Eisler v. United States

Citation338 U.S. 189,93 L.Ed. 1897,69 S.Ct. 1453
Decision Date27 June 1949
Docket NumberNo. 255,255
PartiesEISLER v. UNITED STATES
CourtU.S. Supreme Court

Mr. David Rein, Washington, D.C., Mr. Abraham J. Isserman, Los Angeles, Cal., for petitioner.

Mr. Philip B. Perlman, Solicitor General, Washington, D.C., for respondent.

PER CURIAM.

Petitioner's flight from the country after the grant of his petition for writ of certiorari, 335 U.S. 857, 69 S.Ct. 130, and after the submission of his cause on the merits necessitates a decision as to the disposition now to be made of this case. Since the petitioner by his own volition may have rendered moot any judgment on the merits, we must, as a matter of our own practice, decide whether the submission should be set aside the the writ of certiorari dismissed or whether we should postpone review indefinitely by ordering the case removed from the docket, pending the return of the fugitive.

Our practice, however, has been to order such cases to be removed from the docket. Smith v. United States, 94 U.S. 97, 24 L.Ed. 32; Bonahan v. State of Nebraska, 125 U.S. 692, 8 S.Ct. 1390, 31 L.Ed. 854. We adhere to those precedents. Accordingly after this term the cause will be left off the docket until a direction to the contrary shall issue.

While Mr. Justice BURTON has not participated in the consideration of the merits of this case, he has participated in this procedural action based upon the memorandum filed by the United States of America calling the attention of the Court to the petitioner's flight from justice.

Mr. Justice FRANKFURTER, with whom THE CHIEF JUSTICE joins, dissenting.

The Government has brought to the Court's attention the circumstances which, in its view, have deprived the Court of jurisdiction to adjudicate this case. Accordingly the Government, by way of suggestion, has moved the Court for its dismissal. The motion should be granted for the following reasons:

1. Eisler was convicted for contempt of Congress by the United States District Court for the District of Columbia and invoked the jurisdiction of this Court by a petition for certiorari filed August 31, 1948, seeking the determination of questions some of which at least we regarded as important enough to warrant review. We accordingly granted his petition. 335 U.S. 857, 69 S.Ct. 130. The case was argued March 28, 1949, and awaited only final disposition when, on May 6, 1949, the petitioner fled the United States. On May 13, the Attorney General requested the Secretary of State to make application through the usual diplomatic channels for the return of Eisler to the United States. That application was made, it was resisted by Eisler, and on May 27 the English court with final authority in such matters dismissed it on the ground that the crime for which Eisler's extradition was sought—the making of false statements in an application for an exit permit—was not extraditable. Since then Eisler has formally repudiated the jurisdiction of this country and has been elected to political office in a foreign country. The Attorney General has abandoned all attempts to secure his return. The upshot is that the abstract questions brought before the Court by Eisler are no longer attached to any litigant. No matter remains before us as to which we could issue process.

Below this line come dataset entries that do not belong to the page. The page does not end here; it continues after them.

PR #7582, opened 2020-03-13
CB-5768 Add entitlement and enable feature flag for IDBroker mapping validation

risdenk:
Adds IDBroker mapping validation as an entitlement and defaults the feature flag of environment request to true for IDBroker mapping validation. This lays the way to enable this per tenant in CDP in case there are issues with SimulatePrincipalPolicy due to IAM limits or other AWS issues (altus found that SimulatePrincipalPolicy is not always accurate).

### DIFF
--- a/datalake/src/main/java/com/sequenceiq/datalake/service/validation/cloudstorage/CloudStorageValidator.java
+++ b/datalake/src/main/java/com/sequenceiq/datalake/service/validation/cloudstorage/CloudStorageValidator.java
@@ -5,12 +5,17 @@ import org.slf4j.LoggerFactory;
 import org.springframework.stereotype.Component;
 
 import com.sequenceiq.cloudbreak.api.endpoint.v4.providerservices.CloudProviderServicesV4Endopint;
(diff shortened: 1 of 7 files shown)


risdenk:
Rebased to resolve merge conflict with master.

datalake/src/main/java/com/sequenceiq/datalake/service/validation/cloudstorage/CloudStorageValidator.java
```diff
@@ -21,28 +26,42 @@
 @Component
 public class CloudStorageValidator {
 
+    private static final String DATALAKE_INTERNAL_ACTOR_CRN = new InternalCrnBuilder(Crn.Service.DATALAKE).getInternalCrnForServiceAsString();
```
jamisonbennett: You may need to use the `IAM` service rather than `DATALAKE` in order to get the internal actor CRN to validate in the UMS. See https://github.com/hortonworks/cloudbreak/pull/7481#discussion_r388555752.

2. Very early after the Republic was founded it was confronted by an emergency in which its very existence was threatened. Serious questions touching the legal power of the President to deal with the crisis arose, and Washington sought answers to these legal questions from this Court. Even under circumstances so compelling the first Chief Justice and his Associates had to deny President Washington's request for aid because the Constitution gave this Court no power to give answers to legal questions as such but merely the authority to decide them when a litigant was before the Court. See 3 Johnston, Correspondence and Public Papers of John Jay 486 (1891); 10 Sparks, Writings of George Washington 542 (1840). That recognition of the limited power of this Court has been unquestioned ever since 1793. It has been the principle by which cases formally before the Court have again and again been dismissed as beyond its jurisdiction. The circumstances which have called forth application of the principle have varied greatly, but all the instances of its application illustrate and confirm the basic limitation under which this Court functions, namely, that it can entertain a case and decide it only if there is a litigant before it against whom the Court may enforce its decision.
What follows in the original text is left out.